PR #2284, opened 2023-11-07
feat(FN-1163): add report due email job

toddym42:
## Ticket

[FN-1163](https://ukef-dtfs.atlassian.net/browse/FN-1163)

## Introduction

Banks report facility utilisation for the previous month from the 1st of each month until the 10th business day.

If a bank has not already submitted their report by the 10th business day they should be sent a follow-up email to inform them that the report is due today.

## Resolution

* Add new job (`send-report-due-emails-job`) to the `portal-api` scheduler to check each day if the chaser emails should be sent (we can't have a cron schedule based on business days, so we instead schedule the job to run each day and check if today is the 10th business day)
  * On the 10th business day, send email to all banks that have not already submitted a report for the current period and have a valid email set to the `paymentOfficerTeam.email` property

## To Do

* Currently makes use of the central api `/portal/previous-reports/:bankId` route, there this is currently being changed in a separate ticket. Will need updating when changes are complete.


.env.sample
```diff
@@ -39,6 +39,7 @@ SESSION_SECRET=
 # UTILISATION REPORT
 PORTAL_REPORTING_DUE_DATE_BUSINESS_DAYS_FROM_START_OF_MONTH=10
 PORTAL_REPORTING_PERIOD_START_EMAIL_SCHEDULE='0 7 1 * *'
+PORTAL_REPORT_DUE_EMAIL_SCHEDULE='0 7 * * *'
```
toddym42, line 42: Will add to the `feat/stbr-infra` branch separately.

dtfs-central-api/api-tests/v1/bank/banks-get.api-test.js
```diff
@@ -21,14 +21,8 @@ describe('/v1/bank', () => {
...
-        {
-          _id: createdBarclaysBank._id,
-          ...BANKS.BARCLAYS,
-        },
-        {
-          _id: createdHsbcBank._id,
-          ...BANKS.HSBC,
-        },
+        { ...BANKS.BARCLAYS, _id: createdBarclaysBank._id },
+        { ...BANKS.HSBC, _id: createdHsbcBank._id },
```
JoshBinns2000, line 25: I'm not sure how I feel about this change. Whenever you're in MongoDB the `_id` field comes first, so I do think the previous way this was written is easier to follow. My main concern is if someone copies this layout in the future they might add more than two fields in the single line which will make it very hard to read (I only say this because I could maybe see myself doing that if I were tired xD)

portal-api/src/scheduler/jobs/helpers/utilisation-report-helpers.js
```diff
@@ -0,0 +1,47 @@
...
+  return addBusinessDaysWithHolidays(startOfMonth(new Date()), process.env.PORTAL_REPORTING_DUE_DATE_BUSINESS_DAYS_FROM_START_OF_MONTH, bankHolidays);
+};
+
+/**
+ * Returns the utilisation report due date for the current month in 'do MMMM yyyy' format
+ * @returns {Promise<string>}
+ */
+const getFormattedReportDueDate = async () => {
+  const reportDueDate = await getReportDueDate();
+  return format(reportDueDate, 'do MMMM yyyy');
```
JoshBinns2000, line 20: I don't know what the correct approach should be here, but the designs I've interacted with use `'d MMMM yyyy'` - maybe worth asking?

portal-api/src/scheduler/jobs/helpers/utilisation-report-helpers.js
```diff
@@ -0,0 +1,47 @@
...
+};
+
+/**
+ * Returns the month (1-indexed) and year of the current report period (i.e. the previous month)
+ * @returns {{ month: number, year: number }}
+ */
+const getReportPeriodMonthAndYear = () => {
+  const lastMonthDate = subMonths(startOfMonth(new Date()), 1);
```
JoshBinns2000, line 28: I don't dislike the use of `date-fns`, but I'm curious as to why this is better than something like:
```
const lastMonth = new Date().getMonth() - 1;
const oneIndexedMonth = lastMonth + 1;
```

portal-api/src/scheduler/jobs/helpers/utilisation-report-helpers.test.js
```diff
@@ -0,0 +1,116 @@
...
+
+jest.mock('../../../external-api/bank-holidays');
+
+const originalProcessEnv = process.env;
+
+describe('utilisation-report-helpers', () => {
+  beforeEach(() => {
+    process.env = { ...originalProcessEnv };
+    jest.useRealTimers();
+  });
```
JoshBinns2000, line 12: Does `jest.useFakeTimers()` not need to be reset after it is called (ie. do you not need an `afterAll` function)?

portal-api/src/scheduler/jobs/index.js
```diff
@@ -1,6 +1,7 @@
+const sendReportDueEmailsJob = require('./send-report-due-emails-job');
 const sendReportingPeriodStartEmailsJob = require('./send-reporting-period-start-emails-job');
 
 /**
  * @type {typeof import('../types/scheduler-job').SchedulerJob[]}
  */
-module.exports = [sendReportingPeriodStartEmailsJob];
+module.exports = [sendReportDueEmailsJob, sendReportingPeriodStartEmailsJob];
```
JoshBinns2000, line 7: Maybe put the elements of the array onto new lines to match the formatting elsewhere

portal-api/src/scheduler/jobs/send-report-due-emails-job/index.js
```diff
@@ -0,0 +1,113 @@
...
+ */
+const sendEmailForBank = async (bank, reportPeriod) => {
+  const { name: bankName, paymentOfficerTeam } = bank;
+  const paymentOfficerTeamEmail = paymentOfficerTeam?.email;
+
+  try {
+    if (!hasValue(paymentOfficerTeamEmail)) {
+      console.warn(`Not sending ${EMAIL_NAME} email to '${bankName}' - no payment officer team email set`);
+    } else if (!isValidEmail(paymentOfficerTeamEmail)) {
+      console.error(`Failed to send ${EMAIL_NAME} email to '${bankName}' - invalid payment officer team email '${paymentOfficerTeamEmail}'`);
```
JoshBinns2000, line 25: Don't we want to throw an error to trigger the catch of this block? Technically reaching either of these conditions results in an error where the email isn't sent unless I'm misunderstanding

portal-api/src/scheduler/jobs/send-report-due-emails-job/index.js
```diff
@@ -0,0 +1,113 @@
...
+  // TODO FN-1163 - check how this endpoint has been updated
+  const reportsResponse = await api.getUtilisationReports(bank.id);
+
+  if (reportsResponse?.status !== 200) {
+    const error = reportsResponse?.data ?? 'unknown error';
+    throw new Error(`Failed to get utilisation reports for ${bank.name} (bank ID: ${bank.id}): %s`, error);
+  }
+
+  const reportPeriod = getReportPeriodMonthAndYear();
+  return reportsResponse.data.some((report) => report.month === reportPeriod.month && report.year === reportPeriod.year);
```
JoshBinns2000, line 53: Could we maybe destructure `reportsResponse` from line 45 into `{ status, data }` and change the condition to `status && status !== 200`?

portal-api/src/scheduler/jobs/send-report-due-emails-job/index.js
```diff
@@ -0,0 +1,113 @@
...
+/**
+ * Attempts to send the emails if the report for the current period is due today
+ */
+const sendEmailsOnReportDueDate = async () => {
+  console.info(`Checking if ${EMAIL_NAME} emails should be sent today`);
+
+  const today = new Date();
+  const reportDueDate = await getReportDueDate();
+
+  if (isSameDay(today, reportDueDate)) {
```
JoshBinns2000, line 94: I like this usage of `date-fns` :)

portal-api/src/scheduler/jobs/send-report-due-emails-job/index.test.js
```diff
@@ -0,0 +1,146 @@
...
+
+const sendReportDueEmailsJobTask = sendReportDueEmailsJob.init().task;
+
+const NOV_2023_REPORT_DUE_DATE = new Date('2023-11-15');
+
+describe('sendReportDueEmailsJob', () => {
+  beforeEach(() => {
+    jest.resetAllMocks();
+    jest.useRealTimers();
+  });
```
JoshBinns2000, line 27: Same as above for possibly needing an `afterAll` statement

portal-api/src/scheduler/jobs/send-report-due-emails-job/index.test.js
```diff
@@ -0,0 +1,146 @@
...
+
+    externalApi.getBankHolidayDatesForRegion.mockResolvedValue([]);
+
+    api.getAllBanks.mockResolvedValue([MOCK_BANKS.HSBC]);
+
+    const existingReport = {
+      ...MOCK_UTILISATION_REPORT,
+      // 'month' should be 1-indexed, Date.getMonth() is 0-indexed, so this sets 'month' to the previous month
+      month: NOV_2023_REPORT_DUE_DATE.getMonth(),
+      year: NOV_2023_REPORT_DUE_DATE.getFullYear(),
```
JoshBinns2000, line 56: I've made some comments about `MOCK_UTILISATION_REPORT` below, but I think those changes can be implemented to improve how `existingReport` is defined

portal-api/test-helpers/mock-utilisation-reports.js
```diff
@@ -0,0 +1,16 @@
...
+  },
+  month: 1,
+  year: 2021,
+  dateUploaded: new Date('2023-11-07'),
+  path: 'test path',
+  uploadedBy: {
+    id: '123',
+    name: 'test user',
+  },
+};
```
JoshBinns2000, line 14: Considering your use case of this mock, you overwrite `month` and `year` but not `dateUploaded`. It may be more worthwhile to instead make a function that generates a report given a month and year. This will then make sure the `dateUploaded` matches what you would expect it to be and doesn't cause any issues down the line with those two fields not matching up

portal-api/src/scheduler/jobs/send-reporting-period-start-emails-job/index.test.js
```diff
@@ -1,9 +1,9 @@
 const { produce } = require('immer');
-const sendReportingPeriodStartEmailsJob = require('./index');
+const sendReportingPeriodStartEmailsJob = require('.');
 const api = require('../../../v1/api');
 const externalApi = require('../../../external-api/bank-holidays');
 const sendEmail = require('../../../external-api/send-email');
-const BANKS = require('../../../../test-helpers/mock-banks');
+const MOCK_BANKS = require('../../../../test-helpers/mock-banks');
```
JoshBinns2000, line 6: I like this change :)

JoshBinns2000 (changes requested):

portal-api/src/scheduler/jobs/helpers/utilisation-report-helpers.js
toddym42: Thanks, will update to match elsewhere 👍

portal-api/src/scheduler/jobs/helpers/utilisation-report-helpers.js
toddym42: I can update this to remove `startOfMonth` though as that's not needed. This was used to handle an edge case where the day of the current month were more than the new previous month. `subMonths` is clever enough to handle this case though. e.g. if I do
```
const lastMonthDate = subMonths(new Date('2023-03-31'), 1);
```
it will return a `Date('2023-02-28')` and not fail, or instead do anything weird like return `Date('2023-03-03')`.

portal-api/src/scheduler/jobs/index.js
JoshBinns2000: I didn't realise prettier formatted it this way - if it does then no issue :)

portal-api/src/scheduler/jobs/send-report-due-emails-job/index.js
JoshBinns2000: Nope I agree with that reasoning :)

JoshBinns2000 (dismissed):

.env.sample
```diff
@@ -39,6 +39,7 @@ SESSION_SECRET=
 # UTILISATION REPORT
 PORTAL_REPORT_DUE_DATE_BUSINESS_DAYS_FROM_START_OF_MONTH=10
 PORTAL_REPORTING_PERIOD_START_EMAIL_SCHEDULE='0 7 1 * *'
+PORTAL_REPORT_DUE_EMAIL_SCHEDULE='0 7 * * *'
```
ChristianMcc, line 42: It doesn't affect local/this PR but do we have a time we want to send this given to us by product?

.github/workflows/development_infrastructure.yml
```diff
@@ -1478,7 +1478,8 @@ jobs:
                 WEBSITES_PORT=5000 \
                 RATE_LIMIT_THRESHOLD=${{ vars.RATE_LIMIT_THRESHOLD }} \
                 PORTAL_REPORTING_PERIOD_START_EMAIL_SCHEDULE=${{ vars.PORTAL_REPORTING_PERIOD_START_EMAIL_SCHEDULE }} \
-                PORTAL_REPORT_DUE_DATE_BUSINESS_DAYS_FROM_START_OF_MONTH=${{ vars.PORTAL_REPORT_DUE_DATE_BUSINESS_DAYS_FROM_START_OF_MONTH }}
+                PORTAL_REPORT_DUE_DATE_BUSINESS_DAYS_FROM_START_OF_MONTH=${{ vars.PORTAL_REPORT_DUE_DATE_BUSINESS_DAYS_FROM_START_OF_MONTH }} \
```
ChristianMcc, line 1481: Can we call this UTILISATION_REPORT_DUE_DATE.... instead please? I can imagine we want to commonise this variable in TFM at some point when we are saying when stuff is due
Sorry this will affect the bicep PR too!

portal-api/src/scheduler/jobs/helpers/utilisation-report-helpers.js
```diff
@@ -0,0 +1,47 @@
+const { startOfMonth, format, subMonths } = require('date-fns');
+const externalApi = require('../../../external-api/api');
```
ChristianMcc, line 2: I've been thinking and I think I prefer having notify logic in external API for this as we don't care about response times etc., though given on Francesca's work it brings in a delay of another HTTPS call i'm a little more apprehensive. Let's leave it like this but discuss it next week if we reckon this is neater and worth the small performance hit on portal routes

portal-api/src/scheduler/jobs/helpers/utilisation-report-helpers.test.js
```diff
@@ -0,0 +1,118 @@
+const { getReportDueDate, getFormattedReportDueDate, getReportPeriodMonthAndYear, getFormattedReportPeriod } = require('./utilisation-report-helpers');
```
ChristianMcc, line 1: Nice tests :)

portal-api/src/scheduler/jobs/send-report-due-emails-job/index.js
```diff
@@ -0,0 +1,113 @@
...
+  const paymentOfficerTeamEmail = paymentOfficerTeam?.email;
+
+  try {
+    if (!hasValue(paymentOfficerTeamEmail)) {
+      console.warn(`Not sending ${EMAIL_NAME} email to '${bankName}' - no payment officer team email set`);
+    } else if (!isValidEmail(paymentOfficerTeamEmail)) {
+      console.error(`Failed to send ${EMAIL_NAME} email to '${bankName}' - invalid payment officer team email '${paymentOfficerTeamEmail}'`);
+    } else {
+      await sendEmail(EMAIL_TEMPLATE_IDS.UTILISATION_REPORT_DUE_TODAY, paymentOfficerTeamEmail, {
+        recipient: paymentOfficerTeam.teamName,
```
ChristianMcc, line 28: We'll want to send the email even if we don't have a teamName, but just because we won't really look at what emails are sent we'll not know if teamName isn't populated unless a bank complains.
Can we add a simple console.warn on a check if teamName is null somewhere?

portal-api/src/scheduler/jobs/send-report-due-emails-job/index.js
```diff
@@ -0,0 +1,113 @@
+const { format, isSameDay } = require('date-fns');
```
ChristianMcc, line 1: All LGTM, only comments will probably be on how it's commonised with the late report job so look forward to that excitement!

ChristianMcc (commented):
Nice work, only a couple of nit picks. Hopefully if you agree with the variable rename then it's not too much pain to update!

.github/workflows/development_infrastructure.yml
toddym42: Have updated all the new env vars to being `UTILISATION_REPORT...` 👍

Work required:
The lines running from the start of the data through the one that contains "## Resolution" should be reproduced exactly, and only those.

Solution to this task:
PR #2284, opened 2023-11-07
feat(FN-1163): add report due email job

toddym42:
## Ticket

[FN-1163](https://ukef-dtfs.atlassian.net/browse/FN-1163)

## Introduction

Banks report facility utilisation for the previous month from the 1st of each month until the 10th business day.

If a bank has not already submitted their report by the 10th business day they should be sent a follow-up email to inform them that the report is due today.

## Resolution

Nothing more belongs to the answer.